Antique Kurotomesode–Eyeless Cranes

What In The Actual Hell Was The Artist Thinking These Things Will Give Me Nightmares On Black Silk.

Who wants to watch me write up a blog on a kimono that I have literally no attachment to, was a little squicked–yes that’s the technical term, shut up–out by, and cleaned up for display anyway? You do? Fantastic, you’re in the right place. This piece comes to me in a large box of goodies that I discussed in this entry where I stumbled ass-backwards into owning a hikizuri (kimono for dance). And it has been a strange experience since the moment I pulled it out of the box.

Let’s get what we know out of the way first, because that’s a short fucking list. What I know about this is that it’s a kurotomesode (auspicious formal women’s black kimono with five crests and pattern on the hem) a soldier brought back to the USA with the accompanying hikizuri and other items in the box back from the Pacific Theater, in 1945. I know that some of the items in the box are older than 40’s, but I also know that some of them are very 40’s. Other than that it…is confusing. I’m calling it an antique because I think that this is probably a very good example of kimono artistry when shit started to go south in wartime Japan.
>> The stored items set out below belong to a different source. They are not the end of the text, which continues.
PR #302, opened 2020-12-01
better parallel execution fail logging

simonafk:
Use logger.exception to log parallel/aip job failure(s). Stack trace(s)
are printed and this would help debugging.

### DIFF
--- a/bionic/core/flow_execution.py
+++ b/bionic/core/flow_execution.py
@@ -303,7 +303,10 @@ class TaskCompletionRunner:
                 )
 
                 def done_callback(callback_future):
-                    if not callback_future.cancelled():
+                    if (
+                        not callback_future.cancelled()
+                        and callback_future.exception() is None
+                    ):
                         for target_entry in target_entries:
                             self._context.task_key_logger.log_computed_aip(
                                 target_entry.state.task_key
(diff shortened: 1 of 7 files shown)


bionic/core/flow_execution.py
```diff
@@ -407,47 +410,54 @@ def _mark_entry_active(self, entry):
 
     def _wait_on_in_progress_entries(self):
         "Waits on any in-progress entry to finish."
-        futures = set(entry.future for entry in self._in_progress_entries)
-        finished_futures, _ = wait(futures, return_when=FIRST_COMPLETED)
-        try:
-            for finished_future in finished_futures:
+        future_to_entry = {entry.future: entry for entry in self._in_progress_entries}
```
jqmp, line 413: Nit: the convention for dicts here would be `entries_by_future`.

bionic/aip/state.py
```diff
@@ -2,7 +2,9 @@
 
 
 class AipError(Exception):
-    pass
+    def __init__(self, job_id, error_message):
+        self.job_id = job_id
```
jqmp, line 6: When this exception is converted to a string, I think it will be rendered as a tuple: `(job_id, error_message)`. You probably want to provide a human-readable message, either by calling the superclass constructor (like `CodeVersioningError` does) or by implementing your own `__str__` method.

tests/test_flow/conftest.py
```diff
@@ -258,20 +258,32 @@ def __init__(self, caplog):
...
 
     def expect_all(self, *expected_messages):
-        actual_messages = self._pop_messages()
+        actual_messages = self._pop_messages(include_exception=False)
         assert set(actual_messages) == set(expected_messages)
         self._caplog.clear()
 
-    def expect_regex(self, *expected_patterns):
-        actual_messages = self._pop_messages()
+    def expect_regex(self, *expected_patterns, include_exception=False):
```
jqmp, line 265: Is there any reason not to always include exceptions?

tests/test_flow/fakes.py
```diff
@@ -164,14 +148,13 @@ def _run_aip_job(self, body):
...
-        # AIP execution does not send back logs to local bionic instance. Hence,
-        # all logs are filtered here.
-        with temporarily_filter_all_logs():
-            try:
-                run_aip(input_uri, self._gcs_fs)
-                return "SUCCEEDED", None
-            except Exception as e:
-                return "FAILED", str(e)
+        try:
+            # TODO: filter out logs. AIP execution does not send back logs to
```
jqmp, line 152: Why this change?

tests/test_flow/conftest.py
simonafk: Good point. Changed to always include exceptions.

bionic/aip/state.py
simonafk: Reverted changes to this class.

tests/test_flow/fakes.py
simonafk: It may not be working correctly as expected. In addition, the Syncmanager Barrier was also not working correctly; all the entities in `test_parallel_fail`, including the ones that do not throw exceptions, were failing. Hence, I have changed the fake AIP to use a process executor instead of a thread executor.

bionic/core/flow_execution.py
simonafk: Good point. Renamed variable.

tests/test_flow/fakes.py
```diff
@@ -122,21 +121,6 @@ def pipe(self, url, content_bytes):
...
-    logger = logging.getLogger()
-    filter_all_logs = FilterAllLogs()
-    try:
-        logger.addFilter(filter_all_logs)
-        yield
-    finally:
-        logger.removeFilter(filter_all_logs)
-
-
 class FakeAipClient:
```
namanjain, line 124: This is a lot easier to read now!

bionic/core/flow_execution.py
```diff
@@ -302,7 +302,10 @@ def _process_active_entry(self, entry):
                 )
 
                 def done_callback(callback_future):
-                    if not callback_future.cancelled():
+                    if (
+                        not callback_future.cancelled()
+                        and not callback_future.exception()
```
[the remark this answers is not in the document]
jqmp: +1 to `is None`, if that's what we're checking. That's what we tend to do elsewhere in Bionic.

bionic/core/flow_execution.py
```diff
@@ -407,47 +410,56 @@ def _mark_entry_active(self, entry):
...
+                )
+                finished_futures, _ = wait(
+                    entries_by_future.keys(), return_when=ALL_COMPLETED
+                )
+
+                # There may be errors in the other tasks. Ensure that we log all
+                # of the other errors as well.
+                for future in finished_futures:
+                    try:
+                        future.result()
```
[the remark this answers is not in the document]
simonafk: If the results are stored in GCS / disk, then the entities should not be recomputed.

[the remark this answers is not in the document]
namanjain: That is the ideal behavior and is true if we make a call again from a new flow. But if you use the same flow, I'm pretty sure that the task state's cache accessor will contain an empty (local or cloud) entry and will think that the results are not cached.

tests/test_flow/fakes.py
```diff
@@ -150,28 +134,18 @@ def _create_aip_job(self, body, parent):
...
 
-        # AIP execution does not send back logs to local bionic instance. Hence,
-        # all logs are filtered here.
-        with temporarily_filter_all_logs():
-            try:
-                run_aip(input_uri, self._gcs_fs)
-                return "SUCCEEDED", None
-            except Exception as e:
-                return "FAILED", str(e)
+        self._jobs[body["jobId"]] = ProcessPoolExecutor(max_workers=1).submit(
```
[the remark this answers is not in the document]
simonafk: I am trying to keep this simple. Also, executors cannot be stored in `FakeAipClient` as executors are not serializable.

bionic/core/flow_execution.py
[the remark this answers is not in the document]
simonafk: Fixed to use `is None`.

bionic/core/flow_execution.py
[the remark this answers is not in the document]
simonafk: Modified to sync after getting the results.

tests/test_flow/test_executor.py
```diff
@@ -114,7 +114,7 @@ def test_parallel_fail(aip_builder, make_counter, multiprocessing_manager, log_c
 
     # The barrier ensures that all the entity functions do not complete unless
     # all of them are started.
-    barrier = multiprocessing_manager.Barrier(4, timeout=120)
+    barrier = multiprocessing_manager.Barrier(4, timeout=240)
```
jqmp, line 117: From our conversation, it sounds like we only have a high timeout for debugging purposes, and we should never hit this normally. Maybe we can add a comment explaining this?

tests/test_flow/fakes.py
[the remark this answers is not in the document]
jqmp: Just documenting what we all discussed in a hangout:

1. If you create the AIP client entity with a function (instead of using `builder.set`) and disable persistence, then it shouldn't need to be parallelizable.
2. Let's try to check whether creating the ProcessPoolExecutor is expensive or not. If so, we can look into caching it.

jqmp (approved):

bionic/core/flow_execution.py
```diff
@@ -407,47 +410,58 @@ def _mark_entry_active(self, entry):
...
-                            f"""
-                        Encountered another exception while doing remote
-                        computation: {e!r}.
+        entries_by_future = {entry.future: entry for entry in self._in_progress_entries}
+        finished_futures, _ = wait(
+            entries_by_future.keys(), return_when=FIRST_COMPLETED
+        )
+        for finished_future in finished_futures:
+            try:
+                self._sync_remotely_computed_task_keys(finished_future.result())
```
jqmp, line 419: It might be good to include the word `complete` in this method name -- the fact that we are transitioning the entries from `IN_PROGRESS` to `COMPLETED` is important.

simonafk: I can't think of a good way to rename this method without having a very long name. E.g. `_sync_remotely_computed_task_keys_and_mark_complete_if_possible`. or `_sync_remotely_computed_and_mark_complete_if_possible`

jqmp: In this case, it will always be possible to mark them complete, right? So we could write `_sync_and_complete_remotely_computed_task_keys`. ("mark completed" would be more precise but this seems like an okay compromise to me.)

To start with, the silk itself is weird. Because if you had just asked me, based on texture, weight and feel then I would have told you that this was probably jinken (rayon). It’s also very much a different hue than most kurotomesode I encounter. I mean, you would think that black is black, but when it comes to silk dyes, that’s not true. Most of the antique kimono that I handle have a fairly warm black hue. That’s why when they fade, they’re brown and not grey. This one is not warm. It’s a cold black.

Pictured: Chilly.

If the fact that I put my tongue on stains isn’t enough of a clue, I don’t like to guess. So I opened up a seam allowance and picked out a loose thread, and performed a burn test. Well fuck me gently with a chainsaw, the burn test confirms silk.

Okay then.

Moving on. There were some surface stains and a lot of dust. Mostly just stuff that can be brushed off, and that’s basically all I had to do to clean it up. I made the decision to leave the basting stitches intact because of just how wrinkled it was. I’ve had a lot of luck with those being more of a help when I steam it to release the wrinkles.

Then I started to inspect it closely and the weird shit started piling on.

To start with, the dye work had some trouble coloring inside the lines. And now that I look through the pictures I took, you’re going to kind of have to take my word for that. I didn’t get a great shot of what I meant by that. Look closely at the drum.

But let me tell you something about me. I have an incurable phobia for things with weird eyes. Porcelain dolls, fursuits, mascots, and now these fucking eyeless cranes.

Pictured: OH FUCK THE HELL NO

Oh hey. That picture actually shows a little of what I mean by coloring in the lines. Check out those green ume (plum blossoms) especially. But yeah, for a second I was like “Yo, did something fall off of this crane’s face?” You know, because I’ll fix shit if it’s broken. That’s kind of my thing. But no. No it’s not broken. None of the goddamn cranes have any goddamn eyes. They are all subterranean freaks that are going to burrow into my skin at night if my foot slips out from the sheets.

I KNOW WHAT I SAID.

Pictured: EXTERNAL SHRIEKING

You know what that is? That’s a beak that’s just perfect for piercing skin. That is an auspicious, good fortune bird of EATING MY VEINS WHILE I SLEEP.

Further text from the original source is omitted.